### [Problem to solve]
Look through the records that follow. Copy every line containing the word "Kconfig".

### [Given records]
Segment Open
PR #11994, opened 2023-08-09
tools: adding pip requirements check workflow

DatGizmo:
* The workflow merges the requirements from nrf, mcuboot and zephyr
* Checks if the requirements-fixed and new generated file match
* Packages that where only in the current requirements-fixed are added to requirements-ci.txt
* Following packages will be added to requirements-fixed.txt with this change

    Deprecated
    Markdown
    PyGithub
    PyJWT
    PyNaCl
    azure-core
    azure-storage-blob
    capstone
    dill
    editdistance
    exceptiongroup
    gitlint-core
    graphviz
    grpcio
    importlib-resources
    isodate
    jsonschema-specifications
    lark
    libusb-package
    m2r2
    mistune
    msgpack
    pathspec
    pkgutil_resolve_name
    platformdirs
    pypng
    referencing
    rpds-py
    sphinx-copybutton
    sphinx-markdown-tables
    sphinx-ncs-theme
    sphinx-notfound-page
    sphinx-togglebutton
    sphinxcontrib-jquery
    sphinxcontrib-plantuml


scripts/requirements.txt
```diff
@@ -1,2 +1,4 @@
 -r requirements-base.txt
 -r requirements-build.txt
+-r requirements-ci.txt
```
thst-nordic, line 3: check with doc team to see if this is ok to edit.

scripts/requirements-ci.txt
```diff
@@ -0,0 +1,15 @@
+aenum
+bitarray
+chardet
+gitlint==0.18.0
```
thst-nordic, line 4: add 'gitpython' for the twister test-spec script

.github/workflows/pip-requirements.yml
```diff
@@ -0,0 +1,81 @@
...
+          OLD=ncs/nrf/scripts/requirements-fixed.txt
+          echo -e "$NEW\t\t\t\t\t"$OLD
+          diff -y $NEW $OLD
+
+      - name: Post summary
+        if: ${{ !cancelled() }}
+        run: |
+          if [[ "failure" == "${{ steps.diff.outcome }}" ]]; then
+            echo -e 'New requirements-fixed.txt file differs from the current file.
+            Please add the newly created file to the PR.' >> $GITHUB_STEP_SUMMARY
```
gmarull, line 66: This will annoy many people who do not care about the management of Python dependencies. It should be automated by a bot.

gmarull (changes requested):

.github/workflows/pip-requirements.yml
Segment Closed
Segment Open
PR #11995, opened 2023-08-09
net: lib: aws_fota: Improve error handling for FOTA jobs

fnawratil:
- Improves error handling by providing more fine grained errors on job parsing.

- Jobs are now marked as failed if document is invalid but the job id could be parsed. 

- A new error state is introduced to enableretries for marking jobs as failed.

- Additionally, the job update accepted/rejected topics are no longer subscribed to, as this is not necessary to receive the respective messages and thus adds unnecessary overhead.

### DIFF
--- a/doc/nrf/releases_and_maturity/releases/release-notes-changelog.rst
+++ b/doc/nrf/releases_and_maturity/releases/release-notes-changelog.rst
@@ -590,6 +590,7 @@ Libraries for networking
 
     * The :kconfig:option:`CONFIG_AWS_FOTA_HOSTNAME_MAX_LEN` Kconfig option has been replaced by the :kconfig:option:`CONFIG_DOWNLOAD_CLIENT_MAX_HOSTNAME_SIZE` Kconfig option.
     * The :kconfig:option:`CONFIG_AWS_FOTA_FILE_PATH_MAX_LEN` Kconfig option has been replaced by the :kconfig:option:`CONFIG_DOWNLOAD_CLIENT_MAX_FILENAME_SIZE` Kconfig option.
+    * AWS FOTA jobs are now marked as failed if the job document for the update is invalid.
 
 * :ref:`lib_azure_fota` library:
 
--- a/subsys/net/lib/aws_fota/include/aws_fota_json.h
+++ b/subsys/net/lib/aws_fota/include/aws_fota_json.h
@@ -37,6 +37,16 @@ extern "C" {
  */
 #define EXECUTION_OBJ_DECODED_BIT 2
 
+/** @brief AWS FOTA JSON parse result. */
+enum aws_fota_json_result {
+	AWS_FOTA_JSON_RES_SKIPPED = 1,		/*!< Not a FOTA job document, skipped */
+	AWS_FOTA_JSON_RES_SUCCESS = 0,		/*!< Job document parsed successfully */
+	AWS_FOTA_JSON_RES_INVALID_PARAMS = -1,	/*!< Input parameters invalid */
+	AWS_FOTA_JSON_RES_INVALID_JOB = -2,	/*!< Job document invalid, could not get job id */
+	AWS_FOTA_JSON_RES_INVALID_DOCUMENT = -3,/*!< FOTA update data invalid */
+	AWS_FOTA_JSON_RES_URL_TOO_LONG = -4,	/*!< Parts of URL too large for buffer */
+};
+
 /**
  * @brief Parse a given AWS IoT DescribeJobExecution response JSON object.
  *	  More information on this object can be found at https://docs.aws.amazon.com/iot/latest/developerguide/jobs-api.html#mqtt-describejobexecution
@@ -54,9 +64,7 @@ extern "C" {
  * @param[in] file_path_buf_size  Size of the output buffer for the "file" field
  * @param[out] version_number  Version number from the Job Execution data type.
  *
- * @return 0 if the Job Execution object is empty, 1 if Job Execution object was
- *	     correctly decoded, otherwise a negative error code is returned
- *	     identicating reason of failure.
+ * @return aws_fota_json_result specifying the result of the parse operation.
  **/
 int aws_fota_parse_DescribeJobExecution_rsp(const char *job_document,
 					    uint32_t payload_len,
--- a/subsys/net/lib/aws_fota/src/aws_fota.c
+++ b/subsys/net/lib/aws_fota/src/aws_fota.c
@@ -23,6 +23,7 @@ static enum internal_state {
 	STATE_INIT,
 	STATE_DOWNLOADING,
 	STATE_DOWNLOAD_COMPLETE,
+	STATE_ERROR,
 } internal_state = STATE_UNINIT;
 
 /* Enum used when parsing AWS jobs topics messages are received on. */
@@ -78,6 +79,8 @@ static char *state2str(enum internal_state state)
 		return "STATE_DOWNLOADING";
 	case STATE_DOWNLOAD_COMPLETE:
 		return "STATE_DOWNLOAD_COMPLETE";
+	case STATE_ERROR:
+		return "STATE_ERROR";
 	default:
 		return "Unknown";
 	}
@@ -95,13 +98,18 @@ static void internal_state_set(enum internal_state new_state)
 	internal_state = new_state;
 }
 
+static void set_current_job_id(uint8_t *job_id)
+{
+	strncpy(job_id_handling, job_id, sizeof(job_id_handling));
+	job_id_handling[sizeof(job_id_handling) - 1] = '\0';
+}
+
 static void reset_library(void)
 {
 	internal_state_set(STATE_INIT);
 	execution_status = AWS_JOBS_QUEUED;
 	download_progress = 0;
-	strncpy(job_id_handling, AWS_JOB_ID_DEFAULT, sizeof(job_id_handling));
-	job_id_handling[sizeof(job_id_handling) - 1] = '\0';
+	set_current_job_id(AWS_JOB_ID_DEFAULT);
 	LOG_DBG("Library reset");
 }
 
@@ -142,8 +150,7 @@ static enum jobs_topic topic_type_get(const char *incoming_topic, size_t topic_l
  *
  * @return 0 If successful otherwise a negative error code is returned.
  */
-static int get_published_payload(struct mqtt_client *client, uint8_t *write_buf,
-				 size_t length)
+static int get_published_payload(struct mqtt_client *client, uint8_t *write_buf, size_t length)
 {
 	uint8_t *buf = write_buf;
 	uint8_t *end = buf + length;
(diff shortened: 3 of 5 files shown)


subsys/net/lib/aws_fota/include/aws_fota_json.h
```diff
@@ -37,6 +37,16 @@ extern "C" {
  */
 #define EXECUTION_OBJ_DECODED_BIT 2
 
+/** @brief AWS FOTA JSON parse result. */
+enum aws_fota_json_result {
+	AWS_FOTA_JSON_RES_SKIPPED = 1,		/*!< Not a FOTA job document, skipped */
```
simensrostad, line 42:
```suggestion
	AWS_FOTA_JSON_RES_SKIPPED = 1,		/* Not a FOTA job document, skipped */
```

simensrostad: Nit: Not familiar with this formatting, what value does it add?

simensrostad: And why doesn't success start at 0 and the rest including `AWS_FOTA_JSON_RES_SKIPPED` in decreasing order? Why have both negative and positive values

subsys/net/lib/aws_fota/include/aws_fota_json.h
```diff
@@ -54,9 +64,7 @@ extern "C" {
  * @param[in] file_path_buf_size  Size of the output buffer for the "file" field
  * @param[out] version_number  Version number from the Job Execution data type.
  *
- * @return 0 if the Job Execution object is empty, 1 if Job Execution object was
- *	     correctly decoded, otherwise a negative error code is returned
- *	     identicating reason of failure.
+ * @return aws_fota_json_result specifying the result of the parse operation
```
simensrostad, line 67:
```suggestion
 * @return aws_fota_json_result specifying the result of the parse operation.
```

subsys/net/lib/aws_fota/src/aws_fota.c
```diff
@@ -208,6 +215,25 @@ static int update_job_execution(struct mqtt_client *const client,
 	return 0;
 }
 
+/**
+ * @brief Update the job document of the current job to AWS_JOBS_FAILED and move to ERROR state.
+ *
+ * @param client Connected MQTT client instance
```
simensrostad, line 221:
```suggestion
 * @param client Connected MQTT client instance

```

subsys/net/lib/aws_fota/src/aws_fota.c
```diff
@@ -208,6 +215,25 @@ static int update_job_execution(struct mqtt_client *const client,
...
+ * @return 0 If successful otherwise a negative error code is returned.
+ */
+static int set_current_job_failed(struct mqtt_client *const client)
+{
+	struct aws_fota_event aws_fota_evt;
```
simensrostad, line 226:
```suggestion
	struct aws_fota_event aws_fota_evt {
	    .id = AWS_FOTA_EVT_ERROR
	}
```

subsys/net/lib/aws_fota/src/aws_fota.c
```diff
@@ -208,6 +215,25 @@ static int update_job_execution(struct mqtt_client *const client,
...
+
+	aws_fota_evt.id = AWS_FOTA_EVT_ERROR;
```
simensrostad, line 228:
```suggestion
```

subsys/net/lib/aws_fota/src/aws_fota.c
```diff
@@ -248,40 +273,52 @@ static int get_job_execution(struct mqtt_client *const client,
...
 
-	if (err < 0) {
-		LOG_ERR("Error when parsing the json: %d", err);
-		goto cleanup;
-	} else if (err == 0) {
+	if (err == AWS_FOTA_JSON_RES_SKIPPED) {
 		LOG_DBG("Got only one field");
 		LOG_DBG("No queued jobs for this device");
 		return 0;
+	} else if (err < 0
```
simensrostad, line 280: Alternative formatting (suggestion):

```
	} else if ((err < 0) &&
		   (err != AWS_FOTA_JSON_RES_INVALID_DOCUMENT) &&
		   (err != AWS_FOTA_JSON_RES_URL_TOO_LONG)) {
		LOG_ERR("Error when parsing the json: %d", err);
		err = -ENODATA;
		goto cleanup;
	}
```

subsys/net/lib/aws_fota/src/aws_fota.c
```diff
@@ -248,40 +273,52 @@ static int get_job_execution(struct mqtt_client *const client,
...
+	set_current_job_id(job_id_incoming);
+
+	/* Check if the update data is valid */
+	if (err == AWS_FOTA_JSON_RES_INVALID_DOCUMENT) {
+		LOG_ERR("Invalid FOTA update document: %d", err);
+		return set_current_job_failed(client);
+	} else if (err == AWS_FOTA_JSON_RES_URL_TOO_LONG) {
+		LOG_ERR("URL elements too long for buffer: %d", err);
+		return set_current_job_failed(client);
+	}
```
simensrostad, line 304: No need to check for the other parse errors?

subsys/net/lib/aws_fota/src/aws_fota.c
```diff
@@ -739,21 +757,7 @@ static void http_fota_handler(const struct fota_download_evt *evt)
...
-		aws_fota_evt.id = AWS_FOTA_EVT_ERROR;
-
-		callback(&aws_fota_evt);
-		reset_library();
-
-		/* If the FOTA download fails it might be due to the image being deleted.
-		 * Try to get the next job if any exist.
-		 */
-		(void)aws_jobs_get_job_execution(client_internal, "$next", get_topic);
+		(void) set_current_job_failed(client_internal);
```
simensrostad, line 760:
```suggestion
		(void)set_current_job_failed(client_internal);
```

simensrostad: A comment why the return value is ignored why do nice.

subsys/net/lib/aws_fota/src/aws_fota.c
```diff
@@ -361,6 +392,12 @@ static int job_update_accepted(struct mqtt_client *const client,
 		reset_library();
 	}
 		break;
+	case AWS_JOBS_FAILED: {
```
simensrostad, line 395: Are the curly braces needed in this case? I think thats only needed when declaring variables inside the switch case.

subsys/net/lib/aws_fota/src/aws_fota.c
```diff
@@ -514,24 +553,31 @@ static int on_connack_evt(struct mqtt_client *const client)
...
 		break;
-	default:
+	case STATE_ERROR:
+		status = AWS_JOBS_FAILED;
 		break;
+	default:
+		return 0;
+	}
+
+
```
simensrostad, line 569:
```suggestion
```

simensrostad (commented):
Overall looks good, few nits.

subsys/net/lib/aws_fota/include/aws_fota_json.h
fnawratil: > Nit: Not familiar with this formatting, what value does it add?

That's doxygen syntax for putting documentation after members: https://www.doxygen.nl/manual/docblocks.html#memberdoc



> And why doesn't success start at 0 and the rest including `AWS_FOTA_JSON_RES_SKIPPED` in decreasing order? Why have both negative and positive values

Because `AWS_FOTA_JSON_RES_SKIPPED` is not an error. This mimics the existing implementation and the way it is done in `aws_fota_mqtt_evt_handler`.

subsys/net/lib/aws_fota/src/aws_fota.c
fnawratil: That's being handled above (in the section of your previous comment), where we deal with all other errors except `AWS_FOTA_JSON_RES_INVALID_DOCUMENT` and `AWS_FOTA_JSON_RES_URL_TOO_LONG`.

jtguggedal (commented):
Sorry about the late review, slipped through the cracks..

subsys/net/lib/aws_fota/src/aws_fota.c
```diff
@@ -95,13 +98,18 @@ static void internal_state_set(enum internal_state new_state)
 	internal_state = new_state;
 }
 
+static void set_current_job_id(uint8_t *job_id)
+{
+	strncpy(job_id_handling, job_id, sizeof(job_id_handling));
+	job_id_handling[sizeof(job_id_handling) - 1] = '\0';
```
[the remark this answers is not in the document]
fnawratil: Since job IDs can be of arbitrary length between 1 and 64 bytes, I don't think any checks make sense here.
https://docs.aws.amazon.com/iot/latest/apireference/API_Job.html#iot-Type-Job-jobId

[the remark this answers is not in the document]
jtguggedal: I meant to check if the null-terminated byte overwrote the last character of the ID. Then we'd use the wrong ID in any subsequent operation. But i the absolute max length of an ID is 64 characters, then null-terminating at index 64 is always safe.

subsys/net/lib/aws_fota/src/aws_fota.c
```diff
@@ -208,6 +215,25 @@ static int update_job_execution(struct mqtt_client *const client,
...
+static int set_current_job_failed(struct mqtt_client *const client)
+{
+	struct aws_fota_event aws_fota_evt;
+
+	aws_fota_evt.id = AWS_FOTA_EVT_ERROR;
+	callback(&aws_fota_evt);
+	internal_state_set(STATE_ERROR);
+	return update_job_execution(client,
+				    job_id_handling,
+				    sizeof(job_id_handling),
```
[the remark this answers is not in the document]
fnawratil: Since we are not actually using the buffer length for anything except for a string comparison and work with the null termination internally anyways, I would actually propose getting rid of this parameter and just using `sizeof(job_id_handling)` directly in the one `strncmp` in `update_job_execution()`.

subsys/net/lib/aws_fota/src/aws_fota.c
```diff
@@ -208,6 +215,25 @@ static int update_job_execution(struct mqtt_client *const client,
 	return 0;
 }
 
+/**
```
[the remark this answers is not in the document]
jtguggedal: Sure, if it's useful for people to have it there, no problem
Segment Closed
### [Solution to the exercise]
     * The :kconfig:option:`CONFIG_AWS_FOTA_HOSTNAME_MAX_LEN` Kconfig option has been replaced by the :kconfig:option:`CONFIG_DOWNLOAD_CLIENT_MAX_HOSTNAME_SIZE` Kconfig option.
     * The :kconfig:option:`CONFIG_AWS_FOTA_FILE_PATH_MAX_LEN` Kconfig option has been replaced by the :kconfig:option:`CONFIG_DOWNLOAD_CLIENT_MAX_FILENAME_SIZE` Kconfig option.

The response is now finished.